Scenario 4: Interview Prep / Demos

Problem: Need to demonstrate data engineering skills Solution: Working pipeline you can run through in a 30-minute interview

What's Included

Professional CLI Architecture

# Global options on every command
sbdk --verbose query "SELECT 1"              # Debug logging
sbdk --format json version                    # JSON output for automation
sbdk --dry-run run                           # Preview without executing
sbdk --project-dir ../other-project run      # Run different project

# Rich error messages with suggestions
$ sbdk query "SELCT * FROM orders"
✗ Error: SQL syntax error

  SELCT * FROM orders
  ^^^^^
  Did you mean: SELECT?

  Suggestion: Check your SQL syntax
  Exit code: 3

Comprehensive Testing Framework

# Run all tests (150+ tests)
pytest tests/ -v

# Test categories
pytest tests/test_phase1_*.py          # Architecture tests
pytest tests/integration/              # End-to-end tests
pytest tests/ -m performance           # Performance benchmarks

# Coverage report
pytest tests/ --cov=sbdk --cov-report=html
# 100% coverage on core functionality

Quality Framework

# Built-in data quality validation
from sbdk.quality import QualityFramework

qf = QualityFramework()

# Validate data quality
results = qf.validate_table(
    table="stg_orders",
    rules={
        "primary_key": "order_id",
        "not_null": ["order_id", "customer_id", "order_total"],
        "positive": ["order_total"],
        "valid_date": ["order_date"]
    }
)

# Automatic reporting
qf.generate_report(results)

Environment Management

# Multiple environments (dev, staging, prod patterns)
sbdk env create staging --template analytics
sbdk env switch staging
sbdk env list

# Each environment has isolated:
# - DuckDB database
# - dbt profiles
# - Configuration

Advanced Features

Semantic Layer Foundation

# Business logic abstraction (documented pattern, implementation in progress)
from sbdk.semantic import SemanticLayer

sl = SemanticLayer("sbdk_semantic.yml")

# Query by business metrics, not raw SQL
result = sl.query(
    metrics=["monthly_recurring_revenue", "customer_lifetime_value"],
    dimensions=["customer_segment"],
    filters={"month": "2024-01"}
)

MCP Server for AI Integration

# Model Context Protocol server pattern
from sbdk.mcp import MCPServer

server = MCPServer(name="sbdk")

@server.tool
def query_data(sql: str) -> dict:
    """AI agents can query your data"""
    return sbdk.query(sql)

@server.tool
def run_pipeline(incremental: bool = False) -> dict:
    """AI agents can execute pipelines"""
    return sbdk.pipeline.run(incremental=incremental)

server.run(port=3000)

Documentation

Getting Started

Installation & Setup — Development environment setup
Quick Start Guide — Get running in 60 seconds (above)
Architecture Overview — System design and patterns

Technical Deep Dives

API Reference — Complete API documentation
dbt Models — Pre-built transformation models
DLT Pipelines — Data pipeline architecture
Testing Framework — Testing patterns and practices
Quality Framework — Data validation patterns

Advanced Topics

Data Sources — Connector architecture (Postgres, CSV)
Incremental Processing — Efficient data loading
Environment Management — Multi-environment workflows
MCP Server — AI agent integration patterns

Build & Deploy

Configuration — Configuration schema and options
Build Binary — Create standalone executables
CI/CD Guide — Continuous integration patterns
Release Workflow — Release process

Comparison: SBDK vs.

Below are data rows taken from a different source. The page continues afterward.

PR #736, opened 2019-01-10
Fix syntax of Knative install command

Freakin:
Fixes #N/A

## Proposed Changes
- Correct wrong slash used to separate commands
- Correct extraneous `--filename` flag


Freakin:
Signed CLA.

PR #738, opened 2019-01-10
Fix kubectl apply command for install on GKE

bradylove:
## Proposed Changes

This PR removes a duplicate `--filename` flag as well as replaces forward slashes with back slashes in the `kubectl apply` command for installing Knative.


samodell:
Thanks for your PR! PR #736  was opened a few hours earlier to fix that issue; so closing this one out.

PR #734, opened 2019-01-09
Add real build/unit presubmit tests

adrcunha:
Addresses #66.
Addresses #67.

* Update test-infra to use the default build/unit test runners, which includes building go code and linting markdown files.
* Remove the integration tests, as they only start Knative Serving, which is irrelevant for this repo.

Bonuses:
* fix unbuildable `grpc-ping-go` sample
* remove test-infra import hack from `Gopack.lock` and `update-deps.sh`

PR #748, opened 2019-01-11
Format markdown

mattmoor-sockpuppet:


samodell:
@adrcunha  A lot of PRs are having their build tests fail. Is this a result of PR #734 ?

PR #751, opened 2019-01-12
Add hello world for Rust Nightly which uses Rocket

defcronyke:
[Rocket](https://rocket.rs) is nice because it makes the code smaller, and it 
makes URL route handling very elegant and easy. It currently
only works on [Rust Nightly](https://doc.rust-lang.org/1.5.0/book/nightly-rust.html).

This example also includes a best practice for speeding up
Rust Docker builds, and shows how to do a multi-stage build
so you can deploy the final application within a Docker
scratch container, leading to a final production container
that's only a couple of MB or less.

### DIFF
--- a/serving/samples/helloworld-rust-nightly/Dockerfile
+++ b/serving/samples/helloworld-rust-nightly/Dockerfile
@@ -1,0 +1,69 @@
+# ---------- Build Container ----------
+# This uses our prebuilt dependencies
+# container as a base to speed up builds.
+# It is used to build our app.
+FROM docker.io/{username}/helloworld-rust-nightly:deps AS build
+
+# Set working directory.
+WORKDIR /
+
+# Copy the source code.
+COPY ./src ./src
+
+# Create a user account to run the app with, 
+# remove files from the shell project,
+# build the app, and strip the binary to make
+# it smaller.
+RUN adduser --disabled-password --gecos "" appuser && \
+  rm target/x86_64-unknown-linux-musl/release/deps/helloworld_rust_nightly* && \
+  cargo build --release && \
+  strip target/x86_64-unknown-linux-musl/release/helloworld-rust-nightly
+# --------------------
+
+# ---------- Production Container ----------
+# Uses the smallest docker container as a base.
+# This container only holds what's strictly
+# needed to run our app.
+FROM scratch
+
+# Set working directory.
+WORKDIR /
+
+# Enable the user account we created in the other
+# container.
+COPY --from=build /etc/passwd /etc/
+
+# Use the ca-certs from the other container,
+# which we need if we want to be able to put
+# an https proxy in front of the service.
+COPY --from=build /etc/ssl/certs/ca-certificates.crt /etc/ssl/certs/
+
+# Copy over the app we built in the other container.
+COPY --from=build target/x86_64-unknown-linux-musl/release/helloworld-rust-nightly ./
+
+# Copy the rocket config file.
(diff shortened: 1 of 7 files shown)


defcronyke:
I signed it!

serving/samples/helloworld-rust-nightly/Dockerfile
```diff
@@ -0,0 +1,69 @@
+# ---------- Build Container ----------
+# This uses our prebuilt dependencies
+# container as a base to speed up builds.
+# It is used to build our app.
+FROM docker.io/{username}/helloworld-rust-nightly:deps AS build
```
steren: Would you be able to use a publicly available image?

serving/samples/helloworld-rust-nightly/Dockerfile
```diff
@@ -0,0 +1,69 @@
+# ---------- Build Container ----------
```
steren: The goal of Hello World samples are to give simple examples. I am not sure we need a multi-stage Dockerfile for this use case.

serving/samples/helloworld-rust-nightly/Dockerfile
defcronyke: It is just the first image that the readme example has us build from the Dockerfile-deps file. So each user builds their own version before building the application container, and they can then choose when to update it.

serving/samples/helloworld-rust-nightly/Dockerfile
defcronyke: It is very simple, and also a best practice, and really more examples should be showing how to run code on scratch containers to keep resources and costs under control.

serving/samples/helloworld-rust-nightly/Dockerfile
steren: This adds a lot of complexity to the example IMO. Why cannot the sample use the official Rust base image?

defcronyke: Because to run on a scratch container, it must be built with rust nightly with the musl target, and must link against some C libraries which are themselves built with the musl target. These C libraries are not available on the official Rust base image and neither is rust nightly. Furthermore, compiling the dependencies takes a while so it is really nice to just build them once-in-a-while and have any changes to the actual application build really quickly.

steren: I fear that this might scare users. Hello world are supposed to convey simplicity, I am in favor of using the simplest Dockerfile and sample.

Maybe create a new sample instead of replacing the Hello World? Something like `rest-api-rust`?

defcronyke: Sure, I could move it to a different folder and change the name, and then I could even add an example to the source code showing how to handle a couple different URL routes, including with params, with Rocket. I think moving forward though, users need to learn about multi-stage builds right from the beginning, because otherwise everyone is pushing 300 MB+ images into production for no reason, which also leaves open a larger attack surface.

steren: I agree. let's create a new sample, but update the helloworld-rust sample to mention it as a beast practice example.

defcronyke: Okay, I will close this pull request and open a new one later today when I have the new example ready.

defcronyke:
Closing this because I will resubmit it with a bit more code, and renamed as rest-api-rust as discussed.

Issue #750, opened 2019-01-11
New markdown link checker and linter are overly sensitive


samodell:
Many PRs in the Docs repo right now have build test failures when it seems like they shouldn't.

Causes:
* Oversensitive link verification, such as #644 (more details in the comments of that PR; but to summarize, one link is valid and causing a failure, and one link is to a http://localhost URL, which we should probably exclude from link checks)

* Unknown: I can't see a root cause for some failures, such as #747 
Error logs are vague:
I0110 23:28:45.331] ============================
I0110 23:28:45.332] ==== BUILD TESTS FAILED ====
I0110 23:28:45.332] ============================
W0110 23:28:45.363] Run: ('/workspace/./test-infra/jenkins/../scenarios/../hack/coalesce.py',)
E0110 23:28:45.363] Command failed
I0110 23:28:45.363] process 643 exited with code 1 after 0.7m
E0110 23:28:45.363] FAIL: pull-knative-docs-build-tests

CC @srinivashegde86  @jessiezcc  @adrcunha

adrcunha:
About the links, yes, the checker might be over sensitive. Probably it doesn't like an address without protocol, and I'm pretty sure localhost:4000 is not returning content at the time of checking. :)

About the second, scroll up the logs and you'll see:

```
I0110 23:28:24.004] ------------------------------------
I0110 23:28:24.005] ---- Linting the markdown files ----
I0110 23:28:24.005] ------------------------------------
I0110 23:28:26.564] serving/samples/helloworld-go/README.md:141: MD007 Unordered list indentation
I0110 23:28:26.565] 
I0110 23:28:26.565] A detailed description of the rules is available at https://github.com/markdownlint/markdownlint/blob/master/docs/RULES.md
```

samodell:
@adrcunha  with #747, I played around with the list formatting and wasn't able to satisfy the linter. The docs for the linter say that you must use 2 spaces for indented items in lists, but when I used that level of indentation, it broke the numbered list the unordered list is under by making the next numbered item in the list start over at 1. 

I think this linter might not be a great fit for our repo. Is there a way to disable the Markdown linter but keep the link checking capabilities?

adrcunha:
https://github.com/knative/test-infra/pull/391 allows disabling the linter for a repo.

PR #762, opened 2019-01-14
Use release.yaml instead of eventing.yaml

grantr:
`eventing.yaml` doesn't install the in-memory provisioner, `release.yaml` does. Since the provisioner is required to run the samples, we should be
telling users to install `release.yaml`.

This (hopefully) fixes the issues people are having running samples with 0.3.0.

### DIFF
--- a/install/Knative-with-AKS.md
+++ b/install/Knative-with-AKS.md
@@ -166,7 +166,7 @@ your Knative installation, see [Performing a Custom Knative Installation](Knativ
     ```bash
     kubectl apply --filename https://github.com/knative/serving/releases/download/v0.3.0/serving.yaml \
     --filename https://github.com/knative/build/releases/download/v0.3.0/release.yaml \
-    --filename https://github.com/knative/eventing/releases/download/v0.3.0/eventing.yaml \
+    --filename https://github.com/knative/eventing/releases/download/v0.3.0/release.yaml \
     --filename https://github.com/knative/eventing-sources/releases/download/v0.3.0/release.yaml
     ```
 1. Monitor the Knative components until all of the components show a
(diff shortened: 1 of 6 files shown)


samodell:
Fixes #762 

/lgtm
/approve

grantr:
Just noticed how easy it was to make this mistake: serving uses `serving.yaml` as its release yaml name, so it would make sense if `eventing.yaml` was also the preferred name. However build, eventing, and eventing-sources all use `release.yaml`. We should probably use the same naming scheme for all projects.

grantr:
Also updated `install/Knative-custom-install.md` to use 0.3.0 instead of 0.2.x, and replaced `eventing.yaml` with `release.yaml` in example urls.

samodell:
@grantr  The Knative custom install doc really needs to be rewritten for 0.3.0, which is why I hadn't updated it yet. It has a lot of now obsolete information referring to how the installs used to be bundled together, and makes references to monitoring being included in the Serving install, which is no longer the case. Just updating the links to the 0.3.0 components would cause a lot of confusion. Also, the -lite and -nomon releases for Serving don't exist in 0.3.0.

TL:DR; can you revert your changes to that file? It's on our to-do list to do a thorough review for 0.3.0.

install/Knative-custom-install.md
```diff
@@ -155,23 +155,23 @@ The following Knative installation packages are available:
 
 - **Multiple Component Bundle**:
 
-  - https://github.com/knative/serving/releases/download/v0.2.3/release.yaml
-  - https://github.com/knative/serving/releases/download/v0.2.3/release-no-mon.yaml
-  - https://github.com/knative/serving/releases/download/v0.2.3/release-lite.yaml
+  - https://github.com/knative/serving/releases/download/v0.3.0/release.yaml
```
samodell: Please revert this file. A lot of this info needs to be entirely rewritten for 0.3.0.

grantr: I rebased to remove the commit that changed this file. PTAL!

samodell: thanks! looks good.

samodell:
@evankanderson  The build test failures are a known issue, with a fix in progress. See issue #750 for more background info.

Alternatives

	SBDK	dbt + Snowflake	Dagster + Postgres	Custom Scripts
Setup time	30 seconds	Hours/Days	Hours	Hours
Cost (dev)	$0	$$	$	$0
Iteration speed	Instant	Minutes	Minutes	Varies
Cloud required	No	Yes	No	No
Production-ready patterns	Yes	Yes	Yes	No
Learning curve	Low	Medium	High	N/A
Full pipeline	✅	✅	✅	Partial
Testing framework	✅	Partial	✅	No
Local OLAP	✅ DuckDB	❌	❌	❌

Use SBDK when:

✅ You need instant local development environment
✅ You want to learn data engineering without cloud costs
✅ You're prototyping data pipelines
✅ You need to test dbt models locally
✅ You're building/testing data engineering tools

Use cloud platforms when:

Production deployment at scale
Team collaboration on shared infrastructure
Processing petabyte-scale datasets

Technical Specifications

System Requirements

Python: 3.9, 3.10, 3.11, 3.12, 3.13
OS: Linux, macOS, Windows
Memory: 4GB minimum, 8GB recommended
Disk: 500MB installation + data storage

Core Dependencies

duckdb >= 0.9.0        # Embedded OLAP database
dbt-core >= 1.7.0       # SQL transformation framework
dlt[duckdb] >= 0.4.0    # Data loading framework
typer >= 0.12.0         # CLI framework
rich >= 13.7.0          # Terminal formatting
pydantic >= 2.5.0       # Data validation

Performance

Startup: < 1 second (most commands)
Pipeline execution: 10-30 seconds (10K users, 50K events, 20K orders)
Query latency: < 100ms (typical analytical queries)
Memory footprint: 200-500MB during operation

Architecture Deep Dive

Exception Hierarchy

Every error includes context and actionable suggestions:

from sbdk.exceptions import PipelineError, ConfigurationError

try:
    pipeline.run()
except PipelineError as e:
    print(e.message)     # "DuckDB connection failed"
    print(e.suggestion)  # "Check that no other process is using dev.duckdb"
    print(e.details)     # {"file": "dev.duckdb", "locked_by": "process_123"}
    sys.exit(e.exit_code)  # Exit code 3

Context Management

Centralized state and lifecycle management:

from sbdk.context import SBDKContext

with SBDKContext(verbose=True, format="json") as ctx:
    # Automatic logging setup
    ctx.logger.info("Starting pipeline")

    # Resource tracking and cleanup
    ctx.register_resource(db_connection, cleanup_fn)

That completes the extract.